Human epidermal skin explants were cultured with vehicle, 1.4 µg/mL bilirubin or 2.1 µg/mL of bilirubin for 44 h (treatment phase). At 44 h, the bilirubin treatments were replaced with DPBS vehicle without bilirubin and epidermal skin samples were equilibrated till 138 h (recovery phase). Data indicate mean ± SEM. n = 6/group. *; p < 0.05 of 1.4 µg/mL bilirubin leg vs. vehicle-treated control sample. #; p < 0.05 of 2.1 µg/mL bilirubin leg vs. vehicle-treated control sample. ^; p < 0.05 for 2.1 µg/mL group vs. 1.4 µg/mL group.

Figure 7

Key modulated biological pathways based on Gene Set Enrichment Analysis treated with different concentrations of bilirubin on human neonatal keratinocytes. Data are shown as log10 of GAGE p-values (negative represents inhibition, positive represents activation). n = 8/group. Color code indicates p-value range.

Figure 8

(A) Reduction of bilirubin concentration by incubation with 0.01% SDL for 20 h. Bar indicates mean ± SEM. n = 3/group. *; p < 0.05 vs. control. (B) Inhibitory effect of 0.001% SDL on H₂O₂-induced bilirubin production in keratinocytes at 48 h.
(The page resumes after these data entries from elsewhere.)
Issue #612, opened 2019-06-21
Try BM25 as a similarity algorithm


marco-c:
We can take inspiration from https://github.com/marco-c/uplift-analysis/blob/master/bm25.py.

Depends on #611.

ayush-1506:
@marco-c The link doesn't seem to work.

marco-c:
@ayush-1506 it should be available now.

ayush-1506:
I'll try to see how this compares to other algorithms using https://pypi.org/project/rank-bm25/.

PR #891, opened 2019-08-18
Add BM25 similarity algorithm

ayush-1506:
Fixes : #612

This model seems to outperform all other models in terms of both speed and accuracy. The evaluation results are better than any other model, and evaluation on 6k bugs takes about 40 seconds (as compared to 55 minutes for word2vecwmdrelax model).


ayush-1506:
Results:
```
Recall @ 1: 44.44444444444444%
Recall @ 5: 50.0%
Recall @ 10: 50.641025641025635%
Precision @ 1: 28.676470588235293%
Precision @ 5: 9.50980392156863%
Precision @ 10: 5.8088235294117805%
Recall: 50.641025641025635%
Precision: 6.454248366013073%
MAP@k : 34.1643694514843%
```

PR #4373, opened 2024-07-31
[fenixcomponent] Include GeckoView in training set

### LINKED ISSUE #4355: Fenix component model should include GeckoView too
As GeckoView could be considered part of Fenix.

benjaminmah:
Resolves #4355.

Includes GeckoView when generating labels for the training dataset for the Fenix component model.

### DIFF
--- a/bugbug/models/fenixcomponent.py
+++ b/bugbug/models/fenixcomponent.py
@@ -89,7 +89,10 @@ class FenixComponentModel(BugModel):
                 continue
 
             # Exclude 'General' because it contains bugs that may belong to other components, thus introducing noise.
-            if bug_data["component"] == "General":
+            if (
+                bug_data["component"] == "General"
+                and bug_data["product"] != "GeckoView"
+            ):
                 continue
 
             if dateutil.parser.parse(bug_data["creation_time"]) < date_limit:
--- a/bugbug/models/fenixcomponent.py
+++ b/bugbug/models/fenixcomponent.py
@@ -85,7 +85,7 @@ class FenixComponentModel(BugModel):
         date_limit = datetime.now(timezone.utc) - relativedelta(years=2)
 
         for bug_data in bugzilla.get_bugs():
-            if bug_data["product"] != "Fenix":
+            if bug_data["product"] != "Fenix" and bug_data["product"] != "GeckoView":
                 continue
 
             # Exclude 'General' because it contains bugs that may belong to other components, thus introducing noise.
--- a/bugbug/models/fenixcomponent.py
+++ b/bugbug/models/fenixcomponent.py
@@ -85,10 +85,12 @@ class FenixComponentModel(BugModel):
         date_limit = datetime.now(timezone.utc) - relativedelta(years=2)
 
         for bug_data in bugzilla.get_bugs():
+            # Include GeckoView bugs as they are closely related to Fenix.
             if bug_data["product"] != "Fenix" and bug_data["product"] != "GeckoView":
                 continue
 
-            # Exclude 'General' because it contains bugs that may belong to other components, thus introducing noise.
+            # Exclude 'Fenix::General' because it contains bugs that may belong to other components, thus introducing unwanted noise.
+            # Include 'GeckoView::General' because the model is intended to either predict Fenix components or reclassify Fenix bugs to GeckoView.
             if (
                 bug_data["component"] == "General"
                 and bug_data["product"] != "GeckoView"
--- a/bugbug/models/fenixcomponent.py
+++ b/bugbug/models/fenixcomponent.py
@@ -85,7 +85,8 @@ class FenixComponentModel(BugModel):
         date_limit = datetime.now(timezone.utc) - relativedelta(years=2)
 
         for bug_data in bugzilla.get_bugs():
-            # Include GeckoView bugs as they are closely related to Fenix.
+            # We want the model to be aware of GeckoView bugs, as it is common
+            # for bugs filed under Fenix to end up in GeckoView.
             if bug_data["product"] != "Fenix" and bug_data["product"] != "GeckoView":
                 continue
 
--- a/bugbug/models/fenixcomponent.py
+++ b/bugbug/models/fenixcomponent.py
@@ -85,7 +85,7 @@ class FenixComponentModel(BugModel):
         date_limit = datetime.now(timezone.utc) - relativedelta(years=2)
 
         for bug_data in bugzilla.get_bugs():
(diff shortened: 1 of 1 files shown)


benjaminmah:
[Model Metrics](https://github.com/user-attachments/files/16443698/output.log)

marco-c:
What is the difference in terms of average precision / recall? Is there any component that gets significantly better or significantly worse?

marco-c:
And we should adjust bugbug/models/component.py too to ignore GeckoView in addition to Fenix

marco-c:
That is, consider GeckoView == Fenix as a single class

benjaminmah:
> That is, consider GeckoView == Fenix as a single class

I've done this in #4376, as this is related more to the general component model rather than the Fenix component model. For the Fenix model, I plan on adding all GeckoView labels to the training set, so the model can re-classify the `Fenix::General` bugs to either Fenix or GeckoView components.

benjaminmah:
> What is the difference in terms of average precision / recall? Is there any component that gets significantly better or significantly worse?

From training the model with all GeckoView and Fenix bugs vs just Fenix bugs, there is an overall decrease in precision from 0.84 to 0.81 (which is expected), but the recall remains to be 0.55.

In terms of specific components, the following drop in precision:
- Accounts and Sync (0.93 to 0.62)
- Browser Engine (0.91 to 0.58)
- Logins (0.75 to 0.33)
- Media (1.00 to 0.80)
- Performance (1.00 to 0.71)
- Top Sites (1.00 to 0.67)
- UI Tests (0.99 to 0.97)
- WebAuthn (1.00 to 0.00)
- WebExtensions (1.00 to 0.91)

However, some of these components have very few bugs, so steep drops may be due to a single bug misclassified.

Additionally, many of the components had an increase in their precision, and the full results can be found here:

Fenix and GeckoView model: [FenixAndGeckoView.log](https://github.com/user-attachments/files/16549809/output.log)

Fenix model: [Fenix.log](https://github.com/user-attachments/files/16549818/output2.log)

marco-c:
Most of those components indeed have very few bugs in the test set, so it makes sense that a small difference in absolute number can lead to a big increase in relative number. I think it's acceptable.

The only concerning one might be Browser Engine (0.91 to 0.58), as there are more bugs there. We could investigate that in a follow-up.

marco-c:
There might be components that share the same name between Fenix and GeckoView, we should add "Fenix::" and "GeckoView::" to the names.

At the moment this only applies to "Media", but it still problematic (how to differentiate between "Fenix::Media" and "GeckoView::Media"?).

benjaminmah:
> There might be components that share the same name between Fenix and GeckoView, we should add "Fenix::" and "GeckoView::" to the names.
> 
> At the moment this only applies to "Media", but it still problematic (how to differentiate between "Fenix::Media" and "GeckoView::Media"?).

Good point, done here: [results.log](https://github.com/user-attachments/files/16562365/output.log)

Other than `GeckoView::Media` which has a precision and recall of 0.00, the rest of the GeckoView product/components are above 0.67.

marco-c:
Looking at GeckoView::Media for the default confidence level, there are 4 bugs in the test set:
- 1 is assigned to Fenix::Media, which is reasonable;
- 1 is assigned to GeckoView::Media, which is correct;
- 2 are assigned to GeckoView::General, which is not ideal but better than other potential errors.

benjaminmah:
> Looking at GeckoView::Media for the default confidence level, there are 4 bugs in the test set:
> 
>     * 1 is assigned to Fenix::Media, which is reasonable;
> 
>     * 1 is assigned to GeckoView::Media, which is correct;
> 
>     * 2 are assigned to GeckoView::General, which is not ideal but better than other potential errors.

I originally had only looked at the 0.9 CF but using the default CF makes more sense! These results seem okay to me.

bugbug/models/fenixcomponent.py
```diff
@@ -85,11 +85,14 @@ def get_labels(self):
         date_limit = datetime.now(timezone.utc) - relativedelta(years=2)
 
         for bug_data in bugzilla.get_bugs():
-            if bug_data["product"] != "Fenix":
+            if bug_data["product"] != "Fenix" and bug_data["product"] != "GeckoView":
```
suhaibmujahid, line 88: nit: Adding a comment explaining why we are including `GeckoView` would be helpful for future maintainers (including us).

suhaibmujahid (approved):
LGTM! Thank you @benjaminmah!

bugbug/models/fenixcomponent.py
```diff
@@ -85,11 +85,14 @@ def get_labels(self):
...
                 continue
 
             # Exclude 'General' because it contains bugs that may belong to other components, thus introducing noise.
```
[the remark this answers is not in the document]
benjaminmah: Done here: 082ac3d0611ff5d2eac2c597fe3894fac5d78c7e

bugbug/models/fenixcomponent.py
benjaminmah: Done here: 082ac3d0611ff5d2eac2c597fe3894fac5d78c7e

bugbug/models/fenixcomponent.py
```diff
@@ -85,11 +85,16 @@ def get_labels(self):
         date_limit = datetime.now(timezone.utc) - relativedelta(years=2)
 
         for bug_data in bugzilla.get_bugs():
-            if bug_data["product"] != "Fenix":
+            # Include GeckoView bugs as they are closely related to Fenix.
```
suhaibmujahid, line 88:
```suggestion
            # We want the model to be aware of GeckoView bugs, as it is common
            # for bugs filed under Fenix to end up in GeckoView.
```

bugbug/models/fenixcomponent.py
```diff
@@ -85,11 +85,16 @@ def get_labels(self):
...
+            if bug_data["product"] != "Fenix" and bug_data["product"] != "GeckoView":
                 continue
 
-            # Exclude 'General' because it contains bugs that may belong to other components, thus introducing noise.
-            if bug_data["component"] == "General":
+            # Exclude 'Fenix::General' because it contains bugs that may belong to other components, thus introducing unwanted noise.
+            # Include 'GeckoView::General' because the model is intended to either predict Fenix components or reclassify Fenix bugs to GeckoView.
```
suhaibmujahid, line 93:
```suggestion
            # Exclude 'General' because it contains bugs that may belong to
            # other components, thus introducing noise. However, include
            # 'GeckoView::General' because the model should be able to move
            # bugs to GeckoView.
```

suhaibmujahid (approved):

Bilirubin concentrations were quantified using HPLC-MS method and were normalized to ATP level (an indicator of cell viability). Bar indicates mean ± SEM. n = 4/group. *; p < 0.05 vs. control. ^; p < 0.05 vs. 50 µM H₂O₂-treated group. (C) Visualization of bilirubin production by using UnaG-mCherry bilirubin sensor in keratinocytes in absence or presence of 0.001% SDL for 48 h. Scale = 10 µm. (D) Calculated green fluorescence intensity (bilirubin) normalized to red fluorescence intensity (mCherry). Bar indicates mean ± SEM. n = 13/group. *; p < 0.01.

Figure 9

Fluorescent images of frozen human skin sections. Green color in epidermis is bilirubin; blue color indicates DAPI staining. Green signals observed in dermis in nontreated control are due to autofluorescent property of elastin. White dotted line indicates dermal–epidermal junction: (A) nontreated control; (B) 50 µg/mL bilirubin; (C) 50 µg/mL bilirubin + 0.01% SDL. Scale bar = 100 µm.